Project
6D object pose tracking
With the rapid development of 3D acquisition technologies, 3D sensors are becoming increasingly available and affordable, including various types of 3D scanners, LiDARs, and RGB-D cameras (such as Kinect and RealSense). 3D data acquired by these sensors can provide rich geometric, shape and scale information, which makes it suitable for applications such as robotics, autonomous driving, virtual reality and augmented reality. In this research, we will be focusing on three aspects of point cloud processing: point cloud registration, object detection and semantic segmentation. Point cloud registration is defined as finding the transformation between two separate point cloud coordinate systems.
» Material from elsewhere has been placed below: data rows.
PR #612, opened 2020-07-06
iASL: clean up loop counter mismatch with upper bound

ColinIanKing:
The loop counter i is a U16 where as the upper bound is a UINT32 which
in theory could lead to an infinite loop if AslGbl_ElevatedMessagesIndex
is greater than 65535.  In practice this is probably never going to
occur, but make code fully safe by making the loop counter a UINT32.

Addresses-Coverity: ("Infinite loop")


acpibob:
OK, thanks.

PR #621, opened 2020-08-04
ACPI 6.3: HMAT updates

michalbiesek:
- rename Processor to Attached Initiator
- drop deprecated bits from Memory Proximity Domain flag
- bump ACPI version in HMAT comment

Signed-off-by: Michal Biesek <michal.biesek@intel.com>


SchmErik:
looks good to me

PR #765, opened 2022-03-28
IORT: Updates for revision E.d

shamiali2008:
IORT revision is now updated to E.d (ARM DEN 0049E.d) and
contains a few additions like,
    -Added descriptor in the root complex node for specifying
     PASID width supported by the root complex.
    -Updated RMR node Flags field.
    -Introduced memory access attributes in the RMR node.

Please note that IORT Rev E.c is deprecated and not supported.


acpibob:
Ok, got it.
thanks,
bob

PR #767, opened 2022-04-03
Events: Use spaces instead of tabs to fix indentation

chenhuacai:
Signed-off-by: Huacai Chen <chenhuacai@loongson.cn>


paulmenzel (approved):
I think, Signed-off-by line is not needed.

chenhuacai:
> I think, Signed-off-by line is not needed.

Should I update my PR? And I found that there are many Signed-off-by in git log.

paulmenzel:
> > I think, Signed-off-by line is not needed.
> 
> Should I update my PR? And I found that there are many Signed-off-by in git log.

Yes, I saw that too, but the main developer @acpibob, does not sign off their commits, so I think it is not needed. I have no submit rights, so feel free to wait for other reviews.

acpibob:
thanks, got it.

It is key for Simultaneous Localization and Mapping (SLAM), 3D reconstruction of scenes, and it has become central in vision-based autonomous driving. In robotics applications such as autonomous driving we are interested in detecting objects in 3D space. This is fundamental for motion planning in order to plan a safe route. Point cloud semantic segmentation(PCSS) is the task of associating each point of a point cloud with a semantic label. PCSS is basic and critical task for robot to understand the scene. Besides accuracy, processing speed is also critical for these applications. We hope to propose a framework which is able to build an accurate 3D semantic map with object location information in real time by combining these three tasks.